La mujer más hermosa de mundo no tenía ni la estatura, ni las medidas para presentarse a un concurso internacional, sin embargo ni el jurado más idóneo en la materia, podría dejar de otorgarle la corona, luego de adentrarse en la profundidad infinita de su mirada, enmarcada en un rostro pequeño surcado por caminos que solo supieron de dar sin medida.
De origen albanés, Agnes Gonxha Bojaxhiu, fue un capullo de flor para quienes tuvieron la alegría de compartir con ella, o estar bajo sus cuidados. De joven se enamoró intensamente de un ideal, de un hombre, al que abrazó hasta que consumió su vida en una relación de amor profundo y recíproco, como hay pocos.
A los 18 años se consagró cambiando su simbólico nombre de capullo “Gonxha”, por el de Teresa, debido a la admiración que profesaba por la niña de Lisieux, Patrona de los Misioneros. Si bien comenzó su labor como maestra en un convento de Loreto, las injusticias sociales, que no conocen de fronteras, la llevarían a descubrir otras necesidades que debían ser cubiertas y para las cuales no había voluntarios.
¿Quién se haría cargo de un marginado, un pobre, un leproso, un moribundo? Sólo el hedor que emana del cuerpo de un vagabundo, nos hace volver la mirada o cruzar la calle… Pero en ella había una diferencia, ella podía mirar de frente, abrazar, sentir y hacerse uno con quien lo necesitara. Donde todos veían un sin sentido, ella veía a Cristo, y ese milagro de amor infinito tenía por sí solo, el poder de transformarlo todo para ella.
¿Cómo podemos quedar indiferentes cuando un hombre, un ser humano, un reflejo de Dios está botado en medio en la calle?
Leí hace algunos veranos su increíble biografía, bajo el título de “Ven y sé mi Luz”. Fueron días en que todo me parecía tan vano, tan superfluo, comparado con una realidad concreta donde “Ser” tenía un sentido absolutamente profundo: morir a uno mismo, al yo, que nos hace tan poco humanos, para que viva en nosotros “Otro”, que es más y que nos transforma desde lo profundo, para poder Servir y así tener Vida, y de este modo, verdadera libertad… Pero, hay que dejarse transformar.

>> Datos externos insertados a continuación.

PR #848, opened 2024-05-22
Refactor `StatusBar`

ignas-k:
## Changes

- Cleaned up css of `StatusBar` and main field components. Removed smaller font on smaller screens for these components as well. Added expand indicators to buttons with popovers.
- Removed/Cleaned up `StatusBar` field components. Switched field indicators which were custom AppUI buttons to proper iTwinUI buttons.
- Started using iTwinUI `Popover` instead of AppUI `Popup` for status bar field components.
- Deprecated `StatusBar`, `StatusBarLabelIndicator`, `StatusBarIndicator`. These are very simple components that the user can replicate themselves.
- Added `StatusBarPopover` which is a simple wrapper for iTwinUI `Popover` but it helps us control the offset of the popover so it will be consistent for all status bar fields.
- Added `StatusBarPopover.ExpandIndicator` which the users can add to their buttons to indicate that is has expandable content (popover).
- Slightly improved the status bar overflow panel. Added some formatting and gaps between fields. Also using the iTwinUI `Popover` fixed the issue where components with popovers would not work if they were in the overflow panel.

**Old:**

image

image

**New:**

image

image

## Testing


ui/appui-react/src/appui-react/statusfields/toolassistance/ToolAssistanceField.scss
```diff
@@ -16,34 +18,18 @@ $key-size-medium: 18px;
...
-
-  @include for-tablet-portrait-down {
-    font-size: $font-size-medium;
-  }
-
-  @include for-phone-only {
-    font-size: $font-size-small;
-    width: 12em;
-  }
+.temp {
```
ignas-k, line 21: Rename and update when styling is clear.

ui/appui-react/src/appui-react/statusfields/toolassistance/ToolAssistanceField.tsx
```diff
@@ -541,15 +523,25 @@ export class ToolAssistanceField extends React.Component<
...
             {dialogContent}
           </ToolAssistanceDialog>
-        </StatusBar.Popup>
-      </>
+        }
+      >
+        <Button
+          styleType="borderless"
+          startIcon={<>{toolIcon}</>}
+          className={classnames("temp", this.props.className)}
```
ignas-k, line 531: @FlyersPh9 I have some questions about `ToolAsisstanceField` styling. 
1. First of all, it has a little triangle at the bottom right corner which I suppose symbolizes that it is expandable. I see the same concept used in toolbars. However, I was wondering why this is the only component in `StatusBar` that uses this triangle even though many other are also button that open a popup e.g. `MessageCenterField`, `SnapModeField`. Do we want to keep it then?
2. Should this field have a constant size (like it is now)? I suppose this was done so the other `StatusBar` fields do not move when changing the active tool (since names of tools are of different length).
3. Also this field had some additional styling for smaller screens e.g. the width of this field would decrease at smaller screens and the text would wrap into multiple lines. I would like to get rid of the wrapping because all other field components have text without wrapping so that would be just consistent. Not too sure about the width getting smaller on smaller screens though. What do you think?
image

FlyersPh9: For the 2nd question: I think we should have a consistent width to prevent content shift.  I don't know how that width is set currently, but we should set the width of the label to use the `ch` unit.

For the 1st and 3rd, can we take a look in a call?

ui/appui-react/src/appui-react/statusfields/toolassistance/ToolAssistanceField.scss
ignas-k: Fixed.

ui/appui-react/src/appui-react/statusfields/toolassistance/ToolAssistanceField.scss
```diff
@@ -16,33 +16,14 @@ $key-size-medium: 18px;
...
-      margin-right: 4px;
-    }
+.uifw-statusFields-toolAssistance-toolAssistanceField {
+  width: 30ch;
+  justify-content: flex-start;
+
+  .prompt {
+    white-space: nowrap;
+    overflow: hidden;
+    text-overflow: ellipsis;
```
ignas-k, line 26: @GerardasB Jon and I decided to show ellipsis for overflown text here. That means that some prompts will never be fully displayed because they are too long (although they will be fully displayed in the opened popover). Do you think this is fine? We also considered leaving comment somewhere saying that instructions above certain length will not be fully displayed in the `ToolAssistanceField` but I did not find a good place because the `ToolAssistance.createInstrunction` seems to be in `appui-abstract`.

ui/appui-react/src/appui-react/statusbar/popup/StatusBarPopover.tsx
```diff
@@ -0,0 +1,39 @@
...
+ * @module StatusBar
+ */
+
+import * as React from "react";
+import { Popover } from "@itwin/itwinui-react";
+import { ButtonExpandIndicator } from "./ExpandIndicator";
+
+/** Popover component used in [[StatusBar]] component.
+ * This component should wrap the element that triggers the popover.
+ * @note Add the {@link StatusBarPopover.ExpandIndicator} to popover trigger buttons.
```
ignas-k, line 15: @GerardasB do you think it's ok to have a note like this? I want to encourage users to use the expand indicator but not sure what is the best way to do that.

ui/appui-react/src/appui-react/statusbar/popup/StatusBarPopover.tsx
```diff
@@ -0,0 +1,39 @@
...
+        offset: 4,
+      }}
+    />
+  );
+}
+
+/** Components used in StatusBarPopover.
+ * @public
+ */
+export namespace StatusBarPopover {
```
GerardasB, line 34: Do we need a separate namespace definition? Can we assign additional properties on the function itself i.e. `StatusBarPopover.ExpandIndicator = ButtonExpandIndicator;`

docs/changehistory/NextVersion.md
```diff
@@ -2,11 +2,34 @@
...
+## @itwin/appui-react
+
+### Deprecations
+
+- Deprecated `StatusBar` component in favor of `StatusBarComposer`. [#848](https://github.com/iTwin/appui/pull/848)
+- Deprecated `StatusBar` namespace. Please use the components directly. [#848](https://github.com/iTwin/appui/pull/848)
+  - Deprecated `StatusBar.Popup` and `StatusBarPopup` in favor of `StatusBarPopover`.
+  - Deprecated `StatusBar.Field` and `StatusBarField` in favor of [iTwinUI Button](https://itwinui.bentley.com/docs/button).
+- Deprecated `StatusBarIndicator` in favor of [iTwinUI Button](https://itwinui.bentley.com/docs/button) (or other components) and AppUI `StatusBarPopup`. [#848](https://github.com/iTwin/appui/pull/848)
+- Deprecated `StatusBarLabelIndicator` in favor of [iTwinUI Label](https://itwinui.bentley.com/docs/typography#label) and AppUI `Icon`. [#848](https://github.com/iTwin/appui/pull/848)
```
GerardasB, line 24: Let's not advocate the `AppUI` `Icon` which is mainly for handling those outdated `IconSpec` types internally. Instead, just point to iTwinUI react package components. (applies to component documentation as well)

docs/changehistory/NextVersion.md
```diff
@@ -2,11 +2,34 @@
...
 
+## @itwin/appui-react
+
+### Deprecations
+
+- Deprecated `StatusBar` component in favor of `StatusBarComposer`. [#848](https://github.com/iTwin/appui/pull/848)
+- Deprecated `StatusBar` namespace. Please use the components directly. [#848](https://github.com/iTwin/appui/pull/848)
+  - Deprecated `StatusBar.Popup` and `StatusBarPopup` in favor of `StatusBarPopover`.
+  - Deprecated `StatusBar.Field` and `StatusBarField` in favor of [iTwinUI Button](https://itwinui.bentley.com/docs/button).
+- Deprecated `StatusBarIndicator` in favor of [iTwinUI Button](https://itwinui.bentley.com/docs/button) (or other components) and AppUI `StatusBarPopup`. [#848](https://github.com/iTwin/appui/pull/848)
```
GerardasB, line 23: `StatusBarPopup` is deprecated, just point to `StatusBarPopover` directly.

docs/changehistory/NextVersion.md
```diff
@@ -2,11 +2,34 @@
...
+- Deprecated `StatusBarLabelIndicator` in favor of [iTwinUI Label](https://itwinui.bentley.com/docs/typography#label) and AppUI `Icon`. [#848](https://github.com/iTwin/appui/pull/848)
+
+### Additions
+
+- Added `StatusBarPopover` to replace `StatusBar.Popup`. The component uses [iTwinUI Popover](https://itwinui.bentley.com/docs/popover) with some consistent styling for all `StatusBar` fields. `StatusBarPopover` should wrap the element that triggers it (e.g. a button). [#848](https://github.com/iTwin/appui/pull/848)
```
GerardasB, line 28: Mention the addition, usage and use-cases of `StatusBarPopover.ExpandIndicator`.

ui/appui-react/src/appui-react/statusfields/toolassistance/ToolAssistanceField.scss
GerardasB: Is it only me, or do we need to add some additional spacing to the expand indicator?

docs/changehistory/NextVersion.md
ignas-k: I mentioned it below already. I added some examples now

docs/changehistory/NextVersion.md
ignas-k: My mistake, I wrote the wrong thing. Fixed now.

ui/appui-react/src/appui-react/statusbar/popup/StatusBarPopover.tsx
ignas-k: I tested it. If I write `StatusBarPopover.ExpandIndicator = ButtonExpandIndicator;` it will still export `StatusBarPopover` as an undocumented namespace so it seems like there is no way around it.

ui/appui-react/src/appui-react/statusbar/popup/StatusBarPopover.tsx
ignas-k: I switched to using ` `` ` because I could not get the docs to work properly.

ui/appui-react/src/appui-react/statusfields/toolassistance/ToolAssistanceField.scss
ignas-k: It still has a capped size. On line 20 the width is set to a static value.

Do you mean additional spacing away from the sides or away from the content of the button?

docs/changehistory/NextVersion.md
ignas-k: I suggested using `AppUI` `Icon` for two reasons that are closely related. The first one is that the deprecated `StatusBarLabelIndicator` used `AppUI` `Icon` and the second one is that our `Icon` adds some additional styling. For example, if we use iTwinUI `Icon` or just svgs directly it will have a muted color which is not what we want.

GerardasB (approved):

ui/appui-react/src/appui-react/statusbar/popup/StatusBarPopover.tsx
```diff
@@ -0,0 +1,39 @@
...
+import * as React from "react";
+import { Popover } from "@itwin/itwinui-react";
+import { ButtonExpandIndicator } from "./ExpandIndicator";
+
+/** Popover component used in `StatusBar` component.
+ * This component should wrap the element that triggers the popover.
+ * @note Add the `StatusBarPopover.ExpandIndicator` to popover trigger buttons.
+ * @public
+ */
+export function StatusBarPopover(props: React.ComponentProps<typeof Popover>) {
```
GerardasB, line 18: I'd prefer to keep the props type "smaller", we can add additional properties if needed.

ui/appui-react/src/appui-react/statusfields/toolassistance/ToolAssistanceField.scss
ignas-k: BTW I could increase the spacing by moving the triangle closer to the edge by 1px. My only concern that it might be harder to notice when closer to the edge (although that may not be a bad thing). I cannot increase the spacing in another way because this is a border with absolute positioning. The position closer to the edge is what was used by `ToolAssistanceField` before so maybe we should use that. What do you think?

Current:
image

Moved (and used by `ToolAssistanceField` before:
image

GerardasB: I see what you mean, that's why I asked - in case visual change like this is needed in the future +@FlyersPh9

ui/appui-react/src/appui-react/statusbar/popup/StatusBarPopover.tsx
ignas-k: I added a props interface with the required props.

ui/appui-react/src/appui-react/statusfields/toolassistance/ToolAssistanceField.scss
ignas-k: @FlyersPh9 Jon, what do you think? Should the indicator be closer to the edge or not?

ui/appui-react/src/appui-react/statusbar/StatusBarComposer.tsx
```diff
@@ -355,12 +386,18 @@ export function StatusBarComposer(props: StatusBarComposerProps) {
   const handleEntryResize = React.useCallback(
     (key: string) => (w: number) => {
       const oldW = entryWidths.current.get(key);
-      if (undefined === oldW || Math.abs(oldW - w) > 2) {
+      if (oldW === undefined || Math.abs(oldW - w) > 2) {
         entryWidths.current.set(key, w);
+        if (oldW === undefined) {
+          const widths = verifiedMapEntries(entryWidths.current);
+          if (widths !== undefined)
+            entryWidths.current = sortWidths(widths, statusBarItems);
```
ignas-k, line 394: @GerardasB could you take a look at `fix overflow order` commit? I managed to reproduce the issue of items going to overflow in the wrong order. I reproduced it by adding a new item provider after a timeout. My fix is basically sorting the widths every time a new status bar item is added. It is not a clean solution but this is the best I could do since the code is very interconnected and old (and needs a refactoring but I don't want to do that right now because this file is >500 lines). I tried a few different ways to fix this issue e.g. resetting `entryWidths`, sorting in a `useMemo` but none of them worked that well.

GerardasB: Seems good and might be worth mentioning in the `NextVersion`.
As discussed - long term we should have a single place where we handle overflow logic, since we have multiple components that need it.

ui/appui-react/src/appui-react/statusfields/toolassistance/ToolAssistanceField.scss
FlyersPh9: That 1px change is hardly even noticeable.  I think I prefer current over moved example because the bottom of the triangle aligns with the bottom of the dividing lines.

PR #849, opened 2024-05-22
Fix property grid text selection

FlyersPh9:
## Changes

- Moved `user-select: none` from property grid to element separator to allow a user to highlight the text values.
- Add `tabindex: -1` to element separator so it is not keyboard focusable. It already had `:focus { outline: 0; }` which hides the focus, this now disables focus.
- Changed `.components-property-label-renderer-colon` from a `<span>` to an `::after`.

## Testing

- Confirmed that resizing columns does not unintentionally highlight text.
- Used the <kbd>tab</kbd> to confirm that the resizer is no longer taking focus.

### DIFF
--- a/ui/components-react/src/components-react/properties/renderers/PropertyView.tsx
+++ b/ui/components-react/src/components-react/properties/renderers/PropertyView.tsx
@@ -59,11 +59,14 @@ export class PropertyView extends React.Component<
   };
 
   private _onContextMenu = (e: React.MouseEvent) => {
-    if (this.props.onContextMenu)
+    if (this.props.onContextMenu) {
       this.props.onContextMenu(this.props.propertyRecord, e);
-    if (this.props.onRightClick)
+      e.preventDefault();
+    }
+    if (this.props.onRightClick) {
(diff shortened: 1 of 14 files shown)


saskliutas (approved):

ui/components-react/src/components-react/properties/renderers/PropertyView.tsx
```diff
@@ -113,6 +116,7 @@ export class PropertyView extends React.Component<
         {needElementSeparator ? (
           // eslint-disable-next-line deprecation/deprecation
           <ElementSeparator
+            style={{ margin: 0 }}
```
ignas-k, line 119: Looks good. This is needed so it doesn't apply the negative margins? This is just what I gathered from storybook. Ignore if it doesn't make sense

ignas-k (approved):

ui/components-react/src/components-react/properties/renderers/PropertyView.tsx
GerardasB: Yes, I was hesitant to change it at element separator level due to unknown consequences.

PR #860, opened 2024-06-03
Open 'pw' scheme links in a new window

### LINKED ISSUE #857: Make model source links in PropertyGrid open to a new tab, rather than modifying the current window's href.

image

After selecting an element that has a source path in the viewer, the property grid will show at the bottom a tab like above. If you click on the path, the link handler within propertyGrid tries to modify the current window's [url](https://github.com/iTwin/appui/blob/050ebc9c832e2b6c8d8aaaef4ef444d82e77ff18/ui/components-react/src/components-react/propertygrid/component/PropertyGridCommons.ts#L138). This will conflict with a behavior within the viewer where it will teardown the IModelApp when it detects a possible window redirect. This is done to avoid memory leaks when refreshing the window that has the viewer open.

I'd like it if clicking on the path results in a new tab being opened, rather than the window with the viewer within changing its href.

### Describe alternatives you've considered

As documented in this [PR](https://github.com/iTwin/viewer/pull/316), I tried using `visibilitychange` event, but that will cause the IModelApp shutdown to occur when you switch tabs. And the `unload` event is deprecated, so there is no long term viable alternatives...

### Additional context

_No response_

GerardasB:
## Changes

This PR fixes #857 by updating handlers of `VirtualizedPropertyGrid` and `UrlPropertyValueRenderer` components to open links with `pw` scheme in a new window.

## Testing

Updated unit tests and added story.

### DIFF
--- a/common/changes/@itwin/components-react/issue-857_2024-06-03-16-26.json
+++ b/common/changes/@itwin/components-react/issue-857_2024-06-03-16-26.json
@@ -1,0 +1,10 @@
+{
+  "changes": [
+    {
+      "packageName": "@itwin/components-react",
+      "comment": "Update `VirtualizedPropertyGrid` and `UrlPropertyValueRenderer` to open links with `pw` scheme in a new window.",
+      "type": "none"
+    }
+  ],
+  "packageName": "@itwin/components-react"
+}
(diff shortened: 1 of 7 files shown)


aruniverse (approved):

ignas-k (approved):

grigasp:
As far as I remember, `mailto` and `pw` schemes were handled differently, because that allowed associated apps take over the "open" request. I think it needs to be confirm that a local ProjectWise app still opens the link after the change.

GerardasB:
> As far as I remember, `mailto` and `pw` schemes were handled differently, because that allowed associated apps to take over the "open" request. I think it needs to be confirmed that a local ProjectWise app still opens the link after the change.

I've tested this change with the `mailto` protocol as well and can confirm, that it gets handled correctly.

Teresa fue, no solo en Calcuta, un “lápiz de Dios”… un instrumento, que es lo más hermoso que se puede ser, dejarse, abandonarse, modelarse para ser útil. Ella escuchó a su Creador y por esa disposición personal, pudo hablar con Él y, revestida de esta Luz, es que pudo sostener a un leproso, levantar un caído con su pequeña figura o entrar en los agujeros en que vivían los más pobres entre los pobres.
Solo con Él, en Él y por Él, es que se puede lograr vivir en plenitud, dejándose modelar por amor, como barro en las manos del alfarero, para ser vasija que contenga el agua más fresca para saciar la sed de quienes lo necesiten. Tarea poco probable.
Me emocionó profundamente leer que durante toda su vida, día tras día, siendo luz en medio del dolor y la tristeza, Gonxha, no sintió nada, no podía sentir a Dios, pero siguió adelante con la certeza, con Fe, ya que si nos dejamos guiar solo por lo que sentimos, las cosas suelen ser perecederas.
Consecuente en todo, hecha una con Cristo, enfrentó duras críticas y oposiciones, pero siempre permaneció firme, de pie, decidida, porque no era ella quien vivía en sí, sino, hubiese sido imposible dar vida a una obra revolucionaria como las Misioneras de la Caridad, y absolutamente todo lo que eso significa en hechos concretos.
En 1997, luego de haber donado su vida sin la menor reserva, Gonxha se encontró cara a cara con su único y verdadero Amor, aquel que se había manifestado día a día, a lo largo de su imprescindible existencia, en el rostro de todos los moribundos, indigentes y marginados, como en el hombre que recogió en la basura, que lavó y tendió sobre una cama, y del cual escuchó decir:… “He vivido toda mi vida como un animal y hoy muero como un ser humano”.
Gonxha, la monja pequeñita y arrugada que siempre sonreía es un modelo de belleza a seguir… todos deberíamos ser “flechas lanzadas a la eternidad”.